Could you transcribe every record below exactly as it stands?
*** Data section ***
PR #2273, opened 2020-02-22
using general rule to name collections

mercury00:
single update to a single file (I came across while working on a larger set of code edits)
the fixme about collection names needing a general rule rather than psychically knowing about mgmclass collection and such.

General rule is that 'es' is usually for words ending with h, x, s, or z. Works most of the time.

### DIFF
--- a/cobbler/modules/serializers/file.py
+++ b/cobbler/modules/serializers/file.py
@@ -57,12 +57,11 @@ def serialize_item(collection, item):
     if not item.name:
         raise CX("name unset for item!")
 
-    # FIXME: Need a better way to support collections/items
-    # appending an 's' does not work in all cases
-    if collection.collection_type() in ['mgmtclass']:
-        filename = "/var/lib/cobbler/collections/%ses/%s" % (collection.collection_type(), item.name)
+    collection_type = collection.collection_type()
+    if collection_type[-1].lower() in ['h', 's', 'x', 'z']:
+        filename = "/var/lib/cobbler/collections/%ses/%s" % (collection_type, item.name)
     else:
-        filename = "/var/lib/cobbler/collections/%ss/%s" % (collection.collection_type(), item.name)
+        filename = "/var/lib/cobbler/collections/%ss/%s" % (collection_type, item.name)
 
     _dict = item.to_dict()
 
@@ -90,12 +89,11 @@ def serialize_delete(collection, item):
     @param item Item collection item
     """
 
-    # FIXME: Need a better way to support collections/items
-    # appending an 's' does not work in all cases
-    if collection.collection_type() in ['mgmtclass']:
-        filename = "/var/lib/cobbler/collections/%ses/%s" % (collection.collection_type(), item.name)
+    collection_type = collection.collection_type()
+    if collection_type[-1].lower() in ['h', 's', 'x', 'z']:
+        filename = "/var/lib/cobbler/collections/%ses/%s" % (collection_type, item.name)
     else:
-        filename = "/var/lib/cobbler/collections/%ss/%s" % (collection.collection_type(), item.name)
+        filename = "/var/lib/cobbler/collections/%ss/%s" % (collection_type, item.name)
 
     filename += ".json"
     if os.path.exists(filename):
@@ -134,9 +132,8 @@ def deserialize_raw(collection_type):
         return _dict
     else:
         results = []
-        # FIXME: Need a better way to support collections/items
-        # appending an 's' does not work in all cases
-        if collection_type in ['mgmtclass']:
+
+        if collection_type[-1].lower() in ['h', 's', 'x', 'z']:
             all_files = glob.glob("/var/lib/cobbler/collections/%ses/*" % collection_type)
         else:
             all_files = glob.glob("/var/lib/cobbler/collections/%ss/*" % collection_type)


SchoolGuy:
@mercury00 What do you mean by "works most of the time"? This is currently the default serializer and thus changes to this code could potentially break things seriously!

mercury00:
I meant gramatically. Not programmatically.

There are exceptions to the rule. But generally speaking, if your word ends with s,z,x, th, or ch (h), it's pluralized 'es', otherwise 's'. That's the general rule that works most of the time for English grammar.

In this case, the code is deterministic, it always pluralizes words the same way, if they end with x, z, s, or h they're pluralized 'es', otherwise s. So if for some reason cobbler starts to collect ox, they'll be oxes, not oxen, but the code will always work.

I don't imagine cobbler needs to create collections of oxen, so as you can see, working most of the time is good enough for the efficiency and sanity of this function.

If we want to be perfectly grammatically correct, we can import some English language library to properly pluralize nouns, but since cobbler is mostly only interested in an extremely small subset of English words, I expect this code to work appropriately while also maintaining the abstraction it current lacks (since right now it has to be psychic and know about the existence of objects named 'mgmtclass' in order to pluralize it 'mgmtclasses').

Being both deterministic and maintaining proper abstraction seems like a improvement, with only some small probability that if we start collecting oxen the collection, while functioning properly as code, will not be grammatical. Hope this helps,

--
Aaron

--
Aaron

________________________________

SchoolGuy:
@mercury00 Yes indeed. Is there the need of an migration script from older cobbler versions or is this just a hardened behavior of the old code? If I understand your changes correctly, I would say the second is the case.

mercury00:
I believe the latter.  This should work fine with existing installations afaict. Also I think this is the only place the pluralizing happens - I will double check though.

I just happened across this one while doing a different code edit and thought, this should be an easy fix. I've happened across a few other fixmes and will test them as well, don't want to put unrelated things into the same PR.

--
Aaron

SchoolGuy:
@mercury00 I will merge this as soon as you have checked and see no other place where this pattern would be helpful.

mercury00:
OK. So, apologies for the verbosity for such a very small change.

So looking over this more carefully, while my edits technically work, and avoid some abstraction breakage, I don't think either my or the previous code is appropriate here.

I'm still trying to understand the flow of much of the cobbler code (as I'm editing it for a different PR), but from what I can tell here, only this serializer (file.py) has anything to do with the 'collections' folder where the 'collection_type' value gets pluralized (all other code uses the collection_type singular name for writing data, for instance /var/lib/cobbler/triggers/*/<collection_type>.

I can't find any other reference to '/var/lib/cobbler/collections' by grepping the source code, maybe it's referenced a different way though.

However, it seems to me that the best solution is neither this nor the previous code, but simply to add to each collection object type, a method to get the collection list type name the same way that it's currently getting collection.collection_type() (and add the appropriate notimplemented exception to the collection parent object in collections.py).

I propose to call this collection_list_type() and just stuff the plural name there. Very easy and requires no if statements.

This wouldn't need any migration script to make previous versions compatible unless the collection classes themselves are serialized; I don't think this is the case but I will test it. I believe it merely requires restarting cobblerd after upgrading/installing for cobblerd to load the new methods in memory.

The alternative is to merely ignore pluralizing altogether and just use the singular name in /var/lib/cobbler/collections, but that would certainly need migrating existing installations in order to be compatible and I can't determine what other code that would even affect.

Anyway, if my proposal sounds reasonable I will test and make a PR - it will add a method to every collection class (and the settings class) and nothing else really needs to change - then close this PR. Otherwise, technically this PR works but doesn't /really/ solve much.

SchoolGuy:
@mercury00 No apologies needed! Thanks for being so helpful. But your answer raises the following question in my eyes: Do we need to change this piece of code now? We have a lot of bugs in cobbler and this implementation currently works although not pretty. I really understand that you have an interest to change this and won't stop you from doing so, quite the contrary is the case. If you want to change it in another way then this PR proposes then I will leave it up to you if and when you close this. If you want this merged I will do so. If you want to think of a better, more stable solution feel free to do so!

mercury00:
This one fixme doesn't need any updates right now; however at some point in the future it may be useful for some of the other fixme/ bugs/ feature requests that I'm looking into.

I've tested a different approach that seems more sane to me, however there's no urgency for this aside edit. I can make a pull request for it instead, but the main thing I'm testing is pushing hard-coded paths into the settings module, which should eventually help with packaging and installing, etc. HTH

SchoolGuy:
*** End of Data section ***
[Solution to this task]:
PR #2273, opened 2020-02-22
using general rule to name collections

mercury00:
single update to a single file (I came across while working on a larger set of code edits)
the fixme about collection names needing a general rule rather than psychically knowing about mgmclass collection and such.

General rule is that 'es' is usually for words ending with h, x, s, or z. Works most of the time.

### DIFF
--- a/cobbler/modules/serializers/file.py
+++ b/cobbler/modules/serializers/file.py
@@ -57,12 +57,11 @@ def serialize_item(collection, item):
     if not item.name:
         raise CX("name unset for item!")
 
-    # FIXME: Need a better way to support collections/items
-    # appending an 's' does not work in all cases
-    if collection.collection_type() in ['mgmtclass']:
-        filename = "/var/lib/cobbler/collections/%ses/%s" % (collection.collection_type(), item.name)
+    collection_type = collection.collection_type()
+    if collection_type[-1].lower() in ['h', 's', 'x', 'z']:
+        filename = "/var/lib/cobbler/collections/%ses/%s" % (collection_type, item.name)
     else:
-        filename = "/var/lib/cobbler/collections/%ss/%s" % (collection.collection_type(), item.name)
+        filename = "/var/lib/cobbler/collections/%ss/%s" % (collection_type, item.name)
 
     _dict = item.to_dict()
 
@@ -90,12 +89,11 @@ def serialize_delete(collection, item):
     @param item Item collection item
     """
 
-    # FIXME: Need a better way to support collections/items
-    # appending an 's' does not work in all cases
-    if collection.collection_type() in ['mgmtclass']:
-        filename = "/var/lib/cobbler/collections/%ses/%s" % (collection.collection_type(), item.name)
+    collection_type = collection.collection_type()
+    if collection_type[-1].lower() in ['h', 's', 'x', 'z']:
+        filename = "/var/lib/cobbler/collections/%ses/%s" % (collection_type, item.name)
     else:
-        filename = "/var/lib/cobbler/collections/%ss/%s" % (collection.collection_type(), item.name)
+        filename = "/var/lib/cobbler/collections/%ss/%s" % (collection_type, item.name)
 
     filename += ".json"
     if os.path.exists(filename):
@@ -134,9 +132,8 @@ def deserialize_raw(collection_type):
         return _dict
     else:
         results = []
-        # FIXME: Need a better way to support collections/items
-        # appending an 's' does not work in all cases
-        if collection_type in ['mgmtclass']:
+
+        if collection_type[-1].lower() in ['h', 's', 'x', 'z']:
             all_files = glob.glob("/var/lib/cobbler/collections/%ses/*" % collection_type)
         else:
             all_files = glob.glob("/var/lib/cobbler/collections/%ss/*" % collection_type)


SchoolGuy:
@mercury00 What do you mean by "works most of the time"? This is currently the default serializer and thus changes to this code could potentially break things seriously!

mercury00:
I meant gramatically. Not programmatically.

There are exceptions to the rule. But generally speaking, if your word ends with s,z,x, th, or ch (h), it's pluralized 'es', otherwise 's'. That's the general rule that works most of the time for English grammar.

In this case, the code is deterministic, it always pluralizes words the same way, if they end with x, z, s, or h they're pluralized 'es', otherwise s. So if for some reason cobbler starts to collect ox, they'll be oxes, not oxen, but the code will always work.

I don't imagine cobbler needs to create collections of oxen, so as you can see, working most of the time is good enough for the efficiency and sanity of this function.

If we want to be perfectly grammatically correct, we can import some English language library to properly pluralize nouns, but since cobbler is mostly only interested in an extremely small subset of English words, I expect this code to work appropriately while also maintaining the abstraction it current lacks (since right now it has to be psychic and know about the existence of objects named 'mgmtclass' in order to pluralize it 'mgmtclasses').

Being both deterministic and maintaining proper abstraction seems like a improvement, with only some small probability that if we start collecting oxen the collection, while functioning properly as code, will not be grammatical. Hope this helps,

--
Aaron

--
Aaron

________________________________

SchoolGuy:
@mercury00 Yes indeed. Is there the need of an migration script from older cobbler versions or is this just a hardened behavior of the old code? If I understand your changes correctly, I would say the second is the case.

mercury00:
I believe the latter.  This should work fine with existing installations afaict. Also I think this is the only place the pluralizing happens - I will double check though.

I just happened across this one while doing a different code edit and thought, this should be an easy fix. I've happened across a few other fixmes and will test them as well, don't want to put unrelated things into the same PR.

--
Aaron

SchoolGuy:
@mercury00 I will merge this as soon as you have checked and see no other place where this pattern would be helpful.

mercury00:
OK. So, apologies for the verbosity for such a very small change.

So looking over this more carefully, while my edits technically work, and avoid some abstraction breakage, I don't think either my or the previous code is appropriate here.

I'm still trying to understand the flow of much of the cobbler code (as I'm editing it for a different PR), but from what I can tell here, only this serializer (file.py) has anything to do with the 'collections' folder where the 'collection_type' value gets pluralized (all other code uses the collection_type singular name for writing data, for instance /var/lib/cobbler/triggers/*/<collection_type>.

I can't find any other reference to '/var/lib/cobbler/collections' by grepping the source code, maybe it's referenced a different way though.

However, it seems to me that the best solution is neither this nor the previous code, but simply to add to each collection object type, a method to get the collection list type name the same way that it's currently getting collection.collection_type() (and add the appropriate notimplemented exception to the collection parent object in collections.py).

I propose to call this collection_list_type() and just stuff the plural name there. Very easy and requires no if statements.

This wouldn't need any migration script to make previous versions compatible unless the collection classes themselves are serialized; I don't think this is the case but I will test it. I believe it merely requires restarting cobblerd after upgrading/installing for cobblerd to load the new methods in memory.

The alternative is to merely ignore pluralizing altogether and just use the singular name in /var/lib/cobbler/collections, but that would certainly need migrating existing installations in order to be compatible and I can't determine what other code that would even affect.

Anyway, if my proposal sounds reasonable I will test and make a PR - it will add a method to every collection class (and the settings class) and nothing else really needs to change - then close this PR. Otherwise, technically this PR works but doesn't /really/ solve much.

SchoolGuy:
@mercury00 No apologies needed! Thanks for being so helpful. But your answer raises the following question in my eyes: Do we need to change this piece of code now? We have a lot of bugs in cobbler and this implementation currently works although not pretty. I really understand that you have an interest to change this and won't stop you from doing so, quite the contrary is the case. If you want to change it in another way then this PR proposes then I will leave it up to you if and when you close this. If you want this merged I will do so. If you want to think of a better, more stable solution feel free to do so!

mercury00:
This one fixme doesn't need any updates right now; however at some point in the future it may be useful for some of the other fixme/ bugs/ feature requests that I'm looking into.

I've tested a different approach that seems more sane to me, however there's no urgency for this aside edit. I can make a pull request for it instead, but the main thing I'm testing is pushing hard-coded paths into the settings module, which should eventually help with packaging and installing, etc. HTH

SchoolGuy:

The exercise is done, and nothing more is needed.